やまもくん

真夏の素肌のやまもくんのレビュー・感想・評価

真夏の素肌(2014年製作の映画)
4.7
女ってわかんね。少女なら尚更。

「父、帰る」って映画がありまして、かれこれ10年ほど前に観た映画なんです。確かあらすじは母子家庭で育った2人の兄弟の元へ、ある日いきなり会ったこともないような父親が帰ってくる話です。映画全体もそうなんですけど、なんというかその父親の無機質な感じ、得体の知れない感じがたまらないんです。

だって親父ってそうじゃないですか。母親ならまだしも親父ってよくわかんないじゃないですか。
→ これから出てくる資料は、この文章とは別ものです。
Issue #2043, opened 2026-08-05
[Feature proposal] Non-default Cocoa GUI for macOS


barracuda156:
@christianparpart Hi Christian!

Will you be willing to accept a PR implementing Cocoa front-end as a [non-default] alternative to Qt6?

I have it working on my PowerPC Mac now:

<img width="1037" height="999" alt="Image" src="https://github.com/user-attachments/assets/2233b3b7-5553-4097-911c-b6e9783af38a" />

christianparpart:
Hey @barracuda156. This looks amazing.
I think it's definitely not worthless at least creating the PR. It is actually hard to say if it makes sense to accept the PR (or as-is) though. I am personally not against it, but it is certainly a question of maintainability.
I have no PowerPC. I'm only having an Apple M1 macOS here. We should at least also enable CI to automatically test the build and run our unit/e2e tests on it.

Maybe, with that PR living as an open PR for a while, we can figure out how to approach this.

barracuda156:
@christianparpart Let me see if it works on Apple Silicon on my end (on my desktop MacMini it does not build, since Catalina does not support C++23 in `libc++`; ironically, I know). I obviously bothered with this primarily to have a modern terminal on powerpc, but it still makes some sense on modern systems, allowing to avoid Qt6 (which is just huge, even when it builds fine).

christianparpart:
@barracuda156 how do you get a modern C++ toolchain on such an old computer? What toolchain are you using anyways? I'd prefer to stick to C++23 and upwards rather than going back in time (as far as C++ language/library standards are concerned)

barracuda156:
@christianparpart C++23 is intact for everything in your original code and whatever C++ sources I add. There is one exception for _added_ ObjC++ sources (two .mm files): they are compiled with C++98 with a custom build command, due to https://github.com/iains/gcc-14-branch/issues/25 (remains relevant for gcc-16).

I use my toolchain, but in effect it is https://github.com/iains/gcc-16-branch and https://github.com/iains/darwin-xtools written into MacPorts infrastructure. CMake is standard (I keep my port, but upstream MacPorts one works fine).

barracuda156:
P. S. To be specific, this is all toolchain:

https://github.com/macos-powerpc/powerpc-ports/blob/084dbf1790f2ebd936fd7145f4a643aa409cf235/lang/gcc16/Portfile
[...]

PR #2044, opened 2026-08-05
Stop a GUI-less build requiring Qt Quick and a macOS app bundle

### LINKED ISSUE #2042: Regression: Qt6 pulled in outside of GUI again
### Contour Terminal version

eb4e5896b89ad8c989a86798d92f83c45ada1564

### Installer source

GitHub: Source code

### Operating System

macOS

### Architecture

Other (please specify below)

### Shell

None

### GPU & Renderer

_No response_

### Other Software

_No response_

### Steps to reproduce

See commit https://github.com/contour-terminal/contour/commit/eb4e5896b89ad8c989a86798d92f83c45ada1564

### Expected Behavior

Qt6 should only be required where it is actually needed.

### Actual Behavior

https://github.com/contour-terminal/contour/commit/eb4e5896b89ad8c989a86798d92f83c45ada1564 has put Qt6 requirement outside of GUI build.

### Configuration excerpt

```yaml

```

### Additional notes

_No response_

christianparpart:
Reported against `eb4e5896`, which was not the cause: that commit only moved a `find_package(Qt6 COMPONENTS Core REQUIRED)` above the `CONTOUR_FRONTEND_GUI` gate so `Qt6_VERSION` was set before the GuiPrivate version check. The `else()` branch already asked for `Core`, so a GUI-less build had always required Qt.

This makes `-D CONTOUR_FRONTEND_GUI=OFF` need **no Qt at all**, so `contour daemon` and the CLI verbs can be built on a platform Qt6 was never ported to — which is what the reporter is doing on macOS 10.6 / PowerPC (see #2043).

## Changes

**`crispy::environment` becomes an injectable interface.** It was a namespace of free functions over an immutable snapshot — an ambient global reached without an abstraction. It is now a class with two implementations: `snapshot_environment` (today's semantics, which all 25 existing call sites keep) and `live_environment`, which reads afresh because config loading expands `${VAR}` against the environment as it stands at that moment, while the PTY threads are live. `defaultEnvironment()`/`defaultLiveEnvironment()` are the documented escape hatch, exactly as `net::defaultSteadyClock()` is.

**The shell-integration scripts are embedded as C++ data.** `contour generate integration` read them out of Qt's resource system, which is the single reason a CLI-only build linked Qt. They stay ordinary files under `shell-integration/` — they are what users source, and they are still installed to `share/contour/shell-integration/`; only the in-binary copy is generated, by a CMake script so nothing has to be built for the host first. `CONTOUR_SHELL_INTEGRATION_SHELLS` now drives the data, the dispatch and the help text alike, which also fixes a help string that had claimed "Supported shells: fish, zsh, tcsh" ever since bash support landed.

**The last three Qt uses go.** `main.cpp`'s message handler exists only to tidy up what Qt prints, and is compiled out with it; `Config.cpp` uses `crispy::live_environment` instead of `qgetenv()` and libunicode instead of `QString::toUcs4()`; `ContextMenuModel` — the QML-facing adapter over the Qt-free decision layer in `ContextMenu.h` — moves to the GUI-only source lists.

**The build stops asking.** `find_package(Qt6)`, `qt_add_resources`, AUTOMOC, AUTORCC, `qt_add_executable`, `QT_DISABLE_DEPRECATED_BEFORE`, the `Qt6::Core` link and the top-level `include(FindQt)` are all gated. Windows gets the treatment macOS got in `fdc80c52`: `windeployqt` and `DeployQt.cmake`'s `find_package(Qt6Core REQUIRED)` are GUI-only, so a GUI-less Windows build installs the plain `bin/contour.exe`.

## How it is locked

Both headless CI jobs configure with `-D CMAKE_DISABLE_FIND_PACKAGE_Qt6=ON`, which makes every Qt lookup fail. They install Qt first on purpose: the assertion worth making is not that Qt is absent from the runner but that the build never reaches for it. The Linux job additionally greps `ldd`, since a transitive `Qt6::Core` would satisfy the configure-time gate and still land in the binary.

`contour_e2e_shell_integration` is new and registered for **both** frontend configurations: it drives the real CLI verb and compares its output against the files in `shell-integration/`, so a generator that dropped a byte or mangled a line ending is found by CI rather than by a user whose shell broke.

Verified locally: Windows and Linux headless builds configure, build, install and run with Qt fully unavailable (`ldd` shows no `libQt*`, and the binary runs with Qt off `PATH`); the GUI build is unchanged at 748 cases / 11214 assertions, +4 cases and +35 assertions being the new tests.

Fixes #2042


barracuda156:
@christianparpart Thank you very much!

PR #2056, opened 2026-08-14
Restore the window drop shadow, and give menus one too

christianparpart:
Contour's window is frameless by default so its own tab bar can serve as the title bar. A frameless window gets no decoration from the system — and on KDE Plasma the drop shadow *is* the decoration, so the shadow disappeared when `show_title_bar` started defaulting to `false`.

It was never KDE-specific. The same `Qt::FramelessWindowHint` was applied on every OS, so Windows also lost its DWM shadow, its Windows 11 rounded corners and Aero snap, and macOS kept a shadow but squared off its corners and let it go stale after a resize.

The window now publishes a shadow of its own to KWin on X11 and Wayland, sized and shaped like Breeze's so it matches the rest of a Plasma desktop. The compositor composites it *outside* the window surface, which is why this route was taken rather than drawing into a client-side margin: the window's geometry is grid-snapped through WM base size and size increments, and insetting the content to paint our own shadow would have perturbed all of it. On Windows and macOS the window simply stops being frameless, since that hint is precisely what costs it the system shadow.

Details that are easy to get wrong were checked against KWin's and Breeze's sources rather than inferred, and two of them would otherwise have been silently wrong: X11 tiles must be uploaded non-premultiplied, because KWin reads a pixmap back as `QImage::Format_ARGB32`; and the shadow protocol is version 2 with a `destroy` request, not version 1 with `release` like the blur protocol beside it.

## Changes

- The frameless window publishes a drop shadow to KWin — `_KDE_NET_WM_SHADOW` on X11, `org_kde_kwin_shadow` on Wayland. `window_shadow` selects `None`, `Small`, `Medium`, `Large` or `VeryLarge`, using Breeze's own names and parameters. Documented as KWin-only: no other compositor or window manager offers a way for an undecorated window to publish one.
- Windows keeps its frame and zeroes it in `WM_NCCALCSIZE`, so DWM still draws the shadow and the rounded corners while the tab bar still covers the whole window. Input is deliberately untouched — answering `WM_NCHITTEST` to also recover Aero snap would mean teaching the hit test which QML items are interactive, which is a rewrite of the window's input path rather than a shadow fix.
- macOS keeps a decorated `NSWindow` whose content fills the title bar, so AppKit continues to draw the shadow, the rounded corners, full-screen, window tabbing and double-click-to-zoom. **The system's own traffic lights are used now instead of Contour's drawn copies**, which is the one user-visible change here; the tab strip reserves their corner, measured from the real buttons rather than guessed from chrome tokens.
- One table decides all of this per OS, so the Windows and macOS behaviour is pinned by tests that run on Linux CI — including one asserting the Linux path is unchanged.
- Menus and popups gain a drawn shadow. Every menu is an in-scene popup (a native platform menu cannot host the sub-menus built at runtime), so there is no OS surface for a compositor to shadow. It is drawn with plain rectangles rather than a `MultiEffect` shader: the terminal paints over the QML scene graph, and a popup rendering through an offscreen target does not reliably survive that.
- Three bugs found on the way: background blur could never be turned off again on X11 once enabled (the disable path deleted an atom nothing sets); `DWMWA_USE_IMMERSIVE_DARK_MODE` was forced on regardless of the `theme` setting, putting a dark border on a light-themed window; and every X11 property access leaked one xcb reply.

The Linux half is verified against a live Plasma 6 Wayland session. **The Windows and macOS adapters are not** — there is no such hardware here, and the offscreen suite cannot drive an `HWND` or an `NSWindow`. Everything decidable in them is in the pure policy table and covered by tests; the adapters themselves want eyes on real hardware before merge. The open question on Windows is whether `DwmExtendFrameIntoClientArea` produces a shadow at all on Qt's translucent D3D11 window, and whether it fights the acrylic backdrop set when `background_blur` is on. On macOS it is worth confirming that exactly one set of traffic lights appears and that the minimum-size behaviour survives going from borderless to decorated.


christianparpart:
Rebased onto current master (`2de56977`).

Master has moved a long way today — the Qt 6.11.2 pin, the docs build, FreeBSD, and a Ninja link-job pool all landed — so this branch needed replaying on top of it. All 19 commits reapplied; **one conflict**, in `.github/workflows/build.yml`.

That conflict was this branch's own `ci: fix the Windows and macOS builds, and pin Linux Qt to 6.11.1`. It had diagnosed the same broken Qt 6.11.2 release a day early and pinned Linux to 6.11.1. Master now pins **every** platform to 6.11.1 and retries the install past a bad mirror, so master's version is a strict superset and that hunk is redundant.

Resolved by taking master's side, which leaves `build.yml` **byte-identical to master** — this PR now changes no workflow at all. The commit keeps its three real source fixes (`CocoaWindowFrame.mm`, `Dwmapi.hpp`, `Win32WindowFrame.cpp`) and is retitled `contour: fix the Windows and macOS builds`, with the now-false Qt paragraph replaced by a note that master owns the pin. Everything else replayed untouched: 63 files, +4374/−198.

Verified locally before pushing: builds clean, and `contour_gui_test` passes — **752 passed, 1 skipped, 10140 assertions** (the skip is the display test that wants a real display). The 14 `[shadow]` cases pass on their own too, 441 assertions.

Not merging this, per instruction — just getting it green.

PR #2067, opened 2026-08-16
build: link the threading library where the headers demand it

christianparpart:
With #2063 in, the FreeBSD build compiled for the first time since 2026-07-29 — and reached the link step, where it stopped:

```
[ 34%] Linking CXX executable crispy_test
ld: error: undefined symbol: pthread_create
```

## Why

`crispy-core`'s **public** headers — `BufferObject.hpp`, `LogSink.hpp`, `ReadSelector.hpp`, `FileDescriptor.hpp`, `Environment.hpp` — expose `std::mutex`, `std::condition_variable` and `std::thread`. Threading is part of that library's INTERFACE, so every consumer instantiates it and needs the threading library on its link line.

Neither `crispy-core` nor `net` declared `Threads::Threads` at all. Of the ten first-party modules, only `vtbackend` did:

| module | uses threading | linked `Threads::Threads` |
|---|---|---|
| crispy | 6 files | ✗ |
| vtpty | 6 files | ✗ |
| net | 3 files | ✗ |
| vthost | 3 files | ✗ |
| vtrasterizer | 2 files | ✗ |
| vtbackend | 4 files | ✓ |

**No Linux job could notice**: glibc has carried `pthread_create` in libc since 2.34, so the omission is free there. FreeBSD keeps those symbols in `libthr`, where a missing `-pthread` is a link error — and this is the first time in seven weeks a FreeBSD build got far enough to link anything.

## The fix

Declared PUBLIC on `crispy-core`, which carries it to `vtpty`, `vthost` and `vtrasterizer` — all of them reach threading through that same header set, so one declaration covers them correctly rather than four copies.

`net` gets its own, because it deliberately does not depend on crispy (per its README, so the module stays consumable without dragging `crispy` along) and therefore cannot inherit it.

## Verification

- `crispy_test`: **1613 assertions in 109 test cases** — pass
- `net_test`: **633 assertions in 121 test cases** — pass
- configures and links clean

## Note

This is the fourth layer of the FreeBSD build: `<stop_token>` → `environ` → this. Each was a real, pre-existing defect that no other platform was positioned to catch. The job stops at the first error, so I cannot promise it is the last — but the failures have moved from configure, through compile, to link, which is the right direction.

### DIFF
--- a/.github/workflows/build.yml
+++ b/.github/workflows/build.yml
@@ -448,7 +448,13 @@ jobs:
   # }}}
   # {{{ FreeBSD
   freebsd:
-    if: github.ref == 'refs/heads/master'
+    # TEMPORARY, REVERTED BEFORE MERGE: also run on this branch. The FreeBSD build has not compiled
+    # since src/coro landed and is being repaired one layer at a time (<stop_token>, then environ,
+    # now the threading library); with the job gated on master, each layer costs a merge and a full
+    # master run to discover the next. Restore this line to
+    #     if: github.ref == 'refs/heads/master'
+    # once the job is green here.
+    if: github.ref == 'refs/heads/master' || github.head_ref == 'fix/freebsd-link-threads'
     runs-on: ubuntu-latest
     # Unversioned deliberately: the VM's release is whatever vmactions/freebsd-vm defaults to, which
     # has moved on to 15.1-RELEASE. This job was named "FreeBSD 13" long after that stopped being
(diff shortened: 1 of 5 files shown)


christianparpart:
**Temporarily running the FreeBSD job on this branch** (commit `813ae5d7`), to be reverted before merge.

That job is gated on `master`, so every repair layer has cost a merge plus a full master run just to learn what the next layer is — and the VM takes ~20 minutes to reach the failure. Three layers have gone that way already (`<stop_token>` → `environ` → threading). Running it here turns the loop into a push.

The gate goes back to:

```yaml
    if: github.ref == 'refs/heads/master'
```

once the job is green here, and that revert is the last commit before merge.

そして本作「真夏の素肌」ですが、今日観たんです。あらすじは母子家庭で育った2人の女友達が、ある日いきなり会ったこともない女友達の片方の父親に会いに行く話です。しかも娘じゃない方が娘のフリをして、娘の方が友達のフリをするっていうね。お話としてはこの時点で勝負ありなんだけど…そしてまさかの父親役が「父、帰る」の親父てっいうね。爆笑ですわ!!しかもあの無機質な感じが全然変わってないんです。
とりあえずここはひとつタイトル変えた方がいいんじゃねぇか。

「娘、帰る」
「娘の秘密」
「娘が来た!」
「そして娘になる」
「ムスメVS新しいムスメ」

どうでしょ。駄目でしょ。

エロティックコーナーにありました、ジャケのややこしいけど娘じゃない方の娘が美しすぎるので手に取ったんですけど、父、帰るが息子の成長物語であったようにこちらもこちらでしっかりとした娘の成長物語になっております。父を知らない子供達の通過儀礼なんです。それが実際の父親じゃなくても自分を理解するキッカケになり得るのです。向き合うか向き合わないかで大きく人生が左右します。それをこの映画は偽りなく表現しきったと言えるでしょう。後半、目も当たられないほどのガチ娘による崩壊ぶりもちゃんと向き合わなかった結果なんです。理に適ってる。何事も逃げたら駄目だな。紛れもない大傑作。

酒は都合がいいね。酒に溺れてもロクな事にならない。酒の力で何か見えてくることもしばしば。クズ鬼畜全開の親父の泥酔が最低で最高でした。